Bryan Peterson, principal systems engineer at The University of Utah Health Care, had the opposite problem: plenty of CPU power but not enough memory. He started out with dual-processor ProLiant servers with 4GB of RAM but could only get eight virtual machines per host system. Peterson quickly moved to an 8GB configuration as the consolidation platform for his Windows-based servers, which now support 21 virtual machines per physical server.
Storage can be yet another challenge. To use VMotion, Peterson needed to configure storage on a clustered file system, which meant configuring a SAN. But the 15GB per virtual server he had initially allocated became woefully inadequate. "People kept requesting 50 or 100GB, [and] the database team was asking for 250GB" for its servers, he says, adding that they quickly ran out of space. "When we went live, we had a terabyte [of storage], which we gobbled up in a matter of weeks," he says. "Then we had to budget for more." That was a big and unexpected cost, according to Peterson.
Falling into application support gaps
Although it's less of a problem today than it was a year ago, many application vendors are still reluctant to support their products when running on a virtual machine.

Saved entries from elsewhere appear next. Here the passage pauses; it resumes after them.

PR #9263, opened 2016-11-16
[3.7.3] Do not change keyLoaderState when loading keys supplied by user

### LINKED ISSUE #9255: MapLoader.loadAll(true) doesn't reload after reloading with new keys

jerrinot:
The LoadAllOperation is used in 2 contexts:
1. loadAll() - when all entries are reloaded
2. loadAll(keys) - when reload of specific keys is requested by user

The first case uses a complex key-loading coordination and state transitions,
while the 2nd case is fairly simple - every member receives a set of keys
directly from the user.

This changeset fix the behaviour in the 2nd case where the
state was changed by accident and this led to a buggy
behaviour.

Fixes #9255
EE-part: https://github.com/hazelcast/hazelcast-enterprise/pull/1135

Port of #9262 into the 3.7.3 release branch
(cherry picked from commit 734509d)

### DIFF
--- a/hazelcast/src/main/java/com/hazelcast/map/impl/operation/DefaultMapOperationProvider.java
+++ b/hazelcast/src/main/java/com/hazelcast/map/impl/operation/DefaultMapOperationProvider.java
@@ -215,8 +215,9 @@ public class DefaultMapOperationProvider implements MapOperationProvider {
     }
 
     @Override
-    public MapOperation createLoadAllOperation(String name, List<Data> keys, boolean replaceExistingValues) {
-        return new LoadAllOperation(name, keys, replaceExistingValues);
+    public MapOperation createLoadAllOperation(String name, List<Data> keys, boolean replaceExistingValues,
+                                               boolean withUserSuppliedKeys) {
+        return new LoadAllOperation(name, keys, replaceExistingValues, withUserSuppliedKeys);
     }
 
     @Override
--- a/hazelcast/src/main/java/com/hazelcast/map/impl/operation/LoadAllOperation.java
+++ b/hazelcast/src/main/java/com/hazelcast/map/impl/operation/LoadAllOperation.java
@@ -39,15 +39,20 @@ public class LoadAllOperation extends MapOperation implements PartitionAwareOper
     private List<Data> keys;
 
     private boolean replaceExistingValues;
+    private boolean withUserSuppliedKeys;
 
     public LoadAllOperation() {
         keys = Collections.emptyList();
     }
 
-    public LoadAllOperation(String name, List<Data> keys, boolean replaceExistingValues) {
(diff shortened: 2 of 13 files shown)


hazelcast/src/main/java/com/hazelcast/map/impl/operation/DefaultMapOperationProvider.java
```diff
@@ -215,8 +215,9 @@ public MapOperation createGetOperation(String name, Data dataKey) {
     }
 
     @Override
-    public MapOperation createLoadAllOperation(String name, List<Data> keys, boolean replaceExistingValues) {
-        return new LoadAllOperation(name, keys, replaceExistingValues);
+    public MapOperation createLoadAllOperation(String name, List<Data> keys, boolean replaceExistingValues,
+                                               boolean localOnlyLoad) {
+        return new LoadAllOperation(name, keys, replaceExistingValues, localOnlyLoad);
```
ahmetmircik: maybe we can use `withUserSuppliedKeys` instead of `localOnlyLoad`. `localOnlyLoad` seemed not clear

hazelcast/src/main/java/com/hazelcast/map/impl/operation/LoadAllOperation.java
```diff
@@ -39,15 +39,20 @@
...
 
-    public LoadAllOperation(String name, List<Data> keys, boolean replaceExistingValues) {
+    public LoadAllOperation(String name, List<Data> keys, boolean replaceExistingValues, boolean localOnlyLoad) {
         super(name);
         this.keys = keys;
         this.replaceExistingValues = replaceExistingValues;
+        this.localOnlyLoad = localOnlyLoad;
+        // the localOnlyLoad field piggy-backs on Operation flags for serialization
+        // as the field was introduced in a patch release
+        setFlag(localOnlyLoad, BITMASK_LOAD_ALL_LOCAL_ONLY);
```
ahmetmircik: nice hack

hazelcast/src/main/java/com/hazelcast/map/impl/operation/DefaultMapOperationProvider.java
jerrinot: can do. @tombujok: WDYT?

hazelcast/src/main/java/com/hazelcast/map/impl/operation/LoadAllOperation.java
jerrinot: I blame Tom for this evil genius-kind of hack! :)

tombujok: Thx Jaromir, let's say it's our joint work ;)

It pays to check first. Even today, says Peterson, many clinical application providers aren't up to speed on the technology. "We follow their suggestions because we don't want to run into support problems down the road."

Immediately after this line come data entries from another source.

PR #9267, opened 2016-11-17
[DO NOT MERGE] Composite PR generally about operation cancellation and retrying

mtopolnik:


mtopolnik:
run-lab-run

pveentjer:
Looks very good!

cangencer:
verify

hazelcast/src/main/java/com/hazelcast/spi/Operation.java
```diff
@@ -178,37 +180,84 @@ public final Operation setReplicaIndex(int replicaIndex) {
...
+     *     <li>When an Invocation of the operation is created, call ID is assigned a positive value.</li>
+     *     <li>When the invocation ends, the operation is {@link #deactivate()}d, but the call ID is preserved.</li>
+     *     <li>The same operation may be involved in a further invocation (retrying); this will assign a
+     *     new call ID and reactivate the operation.</li>
+     * </ul>
+     * @return the call ID
      */
     public final long getCallId() {
-        return callId;
+        return Math.abs(callId);
```
pveentjer: Why the abs? call id can't be negative.

pveentjer: I see it. You are using a negative call id for a special purposes.

mtopolnik: Please review https://github.com/hazelcast/hazelcast/pull/9267/commits/a33dd8dc77062ce189583dc7e7283498447cce4d in isolation, this will make things clear.

hazelcast/src/main/java/com/hazelcast/spi/Operation.java
```diff
@@ -178,37 +180,84 @@ public final Operation setReplicaIndex(int replicaIndex) {
...
+            throw new IllegalArgumentException("Attempted to set non-positive call ID " + newId);
+        }
+        final long c = this.callId;
+        if (c > 0) {
+            throw new IllegalStateException(String.format(
+                    "Attempt to overwrite the call ID of an active operation: current %d, requested %d",
+                    this.callId, newId));
+        }
+        if (!CALL_ID.compareAndSet(this, c, newId)) {
+            throw new IllegalStateException(String.format("Concurrent modification of call ID. Initially observed %d,"
```
pveentjer: Can you include to toString of the operation in the exception?

hazelcast/src/main/java/com/hazelcast/spi/impl/AbstractInvocationFuture.java
```diff
@@ -106,13 +106,13 @@ public final boolean isDone() {
...
 
-    private boolean isDone(final Object state) {
+    private static boolean isDone(final Object state) {
         if (state == null) {
             return true;
         }
 
         return !(state == VOID
-                || state.getClass() == WaitNode.class
+                || state instanceof WaitNode
```
pveentjer: why the instanceof check? WaitNode final internal class.

pveentjer: Not terribly important.

hazelcast/src/main/java/com/hazelcast/concurrent/lock/operations/AbstractLockOperation.java
```diff
@@ -28,19 +28,23 @@
...
 
 import java.io.IOException;
+import java.util.concurrent.atomic.AtomicLongFieldUpdater;
 
 public abstract class AbstractLockOperation extends Operation
         implements PartitionAwareOperation, IdentifiedDataSerializable {
 
     public static final int ANY_THREAD = 0;
 
+    private static final AtomicLongFieldUpdater<AbstractLockOperation> REFERENCE_CALL_ID =
```
pveentjer: Ok. Makes sense.

hazelcast/src/main/java/com/hazelcast/spi/impl/operationservice/impl/InvocationMonitor.java
```diff
@@ -317,38 +307,6 @@ public void run0() {
             log(invocationCount, backupTimeouts, normalTimeouts);
         }
 
-        /**
```
pveentjer: Nice to see this hack getting resolved

hazelcast/src/main/java/com/hazelcast/spi/OperationAccessor.java
```diff
@@ -50,6 +50,15 @@ public static void setCallId(Operation op, long callId) {
     }
 
     /**
+     * Resets the callId for the Operation to zero. For details see {@link Operation#resetCallId()}
+     *
+     * @param op the Operation on which to reset the callId
+     */
```
pveentjer: Can you add the @returns as well?

hazelcast/src/main/java/com/hazelcast/spi/CallsPerMember.java
```diff
@@ -0,0 +1,110 @@
...
+    }
+
+    /**
+     * Makes sure that a list of counters is created for a member.
+     * <p/>
+     * This method exists to ensure that an operation-heartbeat is always sent, even if there are no running operations.
+     *
+     * @param address the address of the member.
+     */
+    public void ensureMember(Address address) {
```
cangencer: seems we have two methods doing the same thing?

hazelcast/src/main/java/com/hazelcast/spi/CallsPerMember.java
```diff
@@ -0,0 +1,110 @@
...
+
+    private static long[] toArray(List<Long> longs) {
+        long[] array = new long[longs.size()];
+        for (int k = 0; k < array.length; k++) {
+            array[k] = longs.get(k);
+        }
+        return array;
+    }
+
+    static final class CategorizedCallIds {
```
cangencer: class can be made private

hazelcast/src/main/java/com/hazelcast/spi/LiveOperations.java
```diff
@@ -18,83 +18,12 @@
...
-        }
-
-        return array;
-    }
+public interface LiveOperations {
 
-    public void clear() {
-        callIdsByMember.clear();
-    }
+    void add(Address address, long callId);
```
cangencer: some javadoc might be useful here - Saying that this is the caller's address and call id of the operation which is to be tracked.

hazelcast/src/main/java/com/hazelcast/spi/Operation.java
```diff
@@ -178,37 +180,85 @@ public final Operation setReplicaIndex(int replicaIndex) {
...
+     */
+    final boolean deactivate() {
+        long c = callId;
+        if (c <= 0) {
+            return false;
+        }
+        if (CALL_ID.compareAndSet(this, c, -c)) {
+            return true;
+        }
+        if (callId > 0) {
```
cangencer: what if callId is set back to 0? or is that impossible? If not, maybe that should fail as well?

mtopolnik:
run-lab-run

hazelcast/src/main/java/com/hazelcast/spi/Operation.java
```diff
@@ -178,37 +180,85 @@ public final Operation setReplicaIndex(int replicaIndex) {
...
-        return callId;
+        return Math.abs(callId);
+    }
+
+    /**
+     * Tells whether this operation is involved in an ongoing invocation. Such an operation always has a
+     * positive call ID.
+     * @return {@code true} if the operation's invocation is active; {@code false} otherwise
+     */
+    final boolean hasActiveInvocation() {
```
cangencer: might be better to call the method isActive - to match better with "deactivate"

hazelcast/src/main/java/com/hazelcast/spi/impl/operationservice/impl/CallIdSequence.java
```diff
@@ -131,30 +139,32 @@ public long getLastCallId() {
...
         @Override
         public int getMaxConcurrentInvocations() {
             return maxConcurrentInvocations;
         }
 
         @Override
         public long next(Invocation invocation) {
-            assert invocation.op.getCallId() == 0 : "callId should be null:" + invocation;
+            final Operation op = invocation.op;
+            assert !invocation.isActive() : "Invocation is already in progress:" + invocation;
```
cangencer: this check seems redundant, since setCallId will already fail later on with an active invocation. The method can be then simplified as `long next(boolean isUrgent)`, furthermore, it's probably better to make it throw a checked exception and handle the exception at the caller site.

hazelcast/src/main/java/com/hazelcast/spi/impl/operationservice/impl/Invocation.java
```diff
@@ -637,6 +433,180 @@ boolean detectAndHandleBackupTimeout(long timeoutMillis) {
...
+        return allowed;
+    }
+
+    private void invoke0(boolean isAsync) {
+        if (invokeCount > 0) {
+            throw new IllegalStateException("This invocation is already in progress");
+        } else if (isActive()) {
+            throw new IllegalStateException(
+                    "Attempt to reuse the same operation in multiple invocations. Operation is " + op);
+        }
```
cangencer: won't these checks be covered by the setCallId() check later on?

hazelcast/src/main/java/com/hazelcast/spi/impl/operationservice/impl/Invocation.java
```diff
@@ -637,6 +433,180 @@ boolean detectAndHandleBackupTimeout(long timeoutMillis) {
...
+
+        invokeCount++;
+
+        // register method assumes this method has run before it is being called so that remote is set correctly
+        if (!initInvocationTarget()) {
+            return;
+        }
+
+        setInvocationTime(op, context.clusterClock.getClusterTime());
+        if (!context.invocationRegistry.register(this)) {
```
cangencer: what happens to invokeCount here? looks like it'll never be decremented?

hazelcast/src/main/java/com/hazelcast/spi/CallsPerMember.java
```diff
@@ -0,0 +1,110 @@
...
+    }
+
+    public Set<Address> addresses() {
+        return callIdsByMember.keySet();
+    }
+
+    public OperationControl toOpControl(Address address) {
+        CategorizedCallIds callIds = callIdsByMember.get(address);
+        if (callIds == null) {
+            throw new IllegalArgumentException("unknown address");
```
mdogan: _minor:_ Can you append `address` to the exception message?

hazelcast/src/main/java/com/hazelcast/spi/CallsPerMember.java
mtopolnik: For clarity. I don't want to call `getOrCreateCallIdsForMember`, ignoring the return value, when all i want is to ensure the address is added to the map.

hazelcast/src/main/java/com/hazelcast/spi/CanCancelOperations.java
```diff
@@ -0,0 +1,42 @@
...
+ */
+
+package com.hazelcast.spi;
+
+import com.hazelcast.nio.Address;
+
+/**
+ * Implemented by a service that can cancel its operations.
+ */
+public interface CanCancelOperations {
```
mtopolnik: This interface is actually symmetrical to `LiveOperationsTracker` and should be implemented by the same classes that implement that one. However these implementations are out of scope in this PR. The primary motivation is cancellation of Jet jobs and we can gradually add more cancelability to main HZ operations.

hazelcast/src/main/java/com/hazelcast/spi/CallsPerMember.java
mtopolnik: Done.

hazelcast/src/main/java/com/hazelcast/spi/LiveOperations.java
mtopolnik: Doen.

hazelcast/src/main/java/com/hazelcast/spi/Operation.java
mtopolnik: Originally it was called `isActive` but was renamed to make it more clear. But perhaps I can rename it back because there is an `isActive` method on Invocation now.

hazelcast/src/main/java/com/hazelcast/spi/Operation.java
mtopolnik: Impossible. Zero is only the starting point and in fact `callId` should never assume the same value twice. The sequence is `0` -> `id1` -> -`id1` -> `id2` -> `-id2` ...

hazelcast/src/main/java/com/hazelcast/spi/impl/operationservice/impl/CallIdSequence.java
mtopolnik: These are good ideas, I'll implement it that way. About the check, it's  an `assert`, not a business logic-level check. However, after all the changes it does indeed seem redundant.

hazelcast/src/main/java/com/hazelcast/spi/CanCancelOperations.java
mdogan: I see. 
Currently `InvocationFuture.cancel()` is returning false and doing nothing. With your change, future will be completed with `CancellationException` and by default cancellation (until proper impls are provided) still will be a no-op.
I'm not exactly sure, but won't this be an issue? `future.cancel()` returns `true` but actually does nothing.

mtopolnik: Actually the current state is broken with respect to `Future` contract: 
> After this method returns, subsequent calls to `isDone()` will always return `true`.
The new state is correct because `Future` is not job-control API; by `cancel`ing it you simply waive your interest in the eventual return value. Taking no action to percipitate task completion is by the book.

hazelcast/src/main/java/com/hazelcast/spi/CallsPerMember.java
mtopolnik: Done

hazelcast/src/main/java/com/hazelcast/spi/CanCancelOperations.java
mdogan: also contract says:
>  If successful, and this task has not started when cancel is called, this task should never run.

Of course this depends on definition of _this task has not started_ ...

mtopolnik: Yes, since the task is starting concurrently, this can't be anything more than a hint to the implementation.

hazelcast/src/main/java/com/hazelcast/spi/impl/operationservice/impl/Invocation.java
mtopolnik: `register` can also throw a `HazelcastOverloadException`. That case is also unhandled.

hazelcast/src/main/java/com/hazelcast/spi/impl/operationservice/impl/Invocation.java
cangencer: OK, I'm considering this out of scope for this PR.

hazelcast/src/main/java/com/hazelcast/spi/impl/operationservice/impl/Invocation.java
cangencer: same as previous comment - out of scope of this PR..

PR #9270, opened 2016-11-17
Reserve serializer constants for Jet

cangencer:


pveentjer:
Why is a JET addition required? Isn't it simplest to run on top of IdentifiedDataSerializable?

pveentjer:
👍

cangencer:
It is for some very common types like Map.Entry - where we want to have the minimum possible overhead

PR #9272, opened 2016-11-18
Add Management Center integration for Hot Restart partial start

mdogan:
EE counterpart: https://github.com/hazelcast/hazelcast-enterprise/pull/1137


hazelcast/src/main/java/com/hazelcast/instance/DefaultNodeExtension.java
```diff
@@ -271,4 +273,9 @@ public boolean isMemberExcluded(Address memberAddress, String memberUuid) {
     @Override
     public void handleExcludedMemberUuids(Address sender, Set<String> excludedMemberUuids) {
     }
+
+    @Override
+    public ClusterHotRestartStatusDTO getCurrentClusterHotRestartStatus() {
```
pveentjer: Just nitpicking; does the word 'current' added value? so what about getClusterHotRestartStatus, or just clusterHotRestartStatus without the get. Anyhow.. not that important.

pveentjer:
:+1:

Bigger applications can also be a problem from a support standpoint. "We were gung-ho to virtualise our Citrix environment and ran into some opposition by the Citrix team that manages that environment," says Peterson. The main reason: Citrix Systems didn't recommend its use with VMware, he says. However, a Citrix spokesperson responded that the vendor does support VMware and has for some time.
But in testing, Peterson and the Citrix team found another issue: they were only able to allocate 15 Citrix clients per virtual machine.
"If [the Citrix team] could only get 15 users per Citrix VM, they would have to create a whole bunch more Citrix VMs" than they would need on standard physical servers, he says. Peterson says his group plans to "revisit that and do some more testing."
The Hartford is also testing Citrix on VMware. Janssens says the company has 3,500 Citrix users using about 1,800 published applications residing on 325 servers. To get workloads up, he recommends working with the latest version of ESX Server. "ESX 3.0, which supports 64 bit, can take much bigger workloads," he says.
Getting ahead of your expertise
While it's possible to get up to speed quickly with virtualisation by bringing in outside help, IT still needs to support it. "You have to have people working on this who are very knowledgeable," Janssens says, and the rapid pace of adoption can get ahead of the IT organisation's learning curve.
In many organisations, staffers have already spent time with products like VMware Server and VMware Workstation, but enterprise-grade virtualisation products such as ESX Server are a different animal. "Plan on six months for you to play with it in a test environment before you go to production," Janssens says. In the meantime, he says, consider bringing in a partner that can help with the planning assessment and deployment.
Borneman recommends sending staff for training -- if you can find it. Training "is still not cheap and it's not everywhere, but it is improved," he says.
Computerworld reporter Patrick Thibodeau contributed to this story.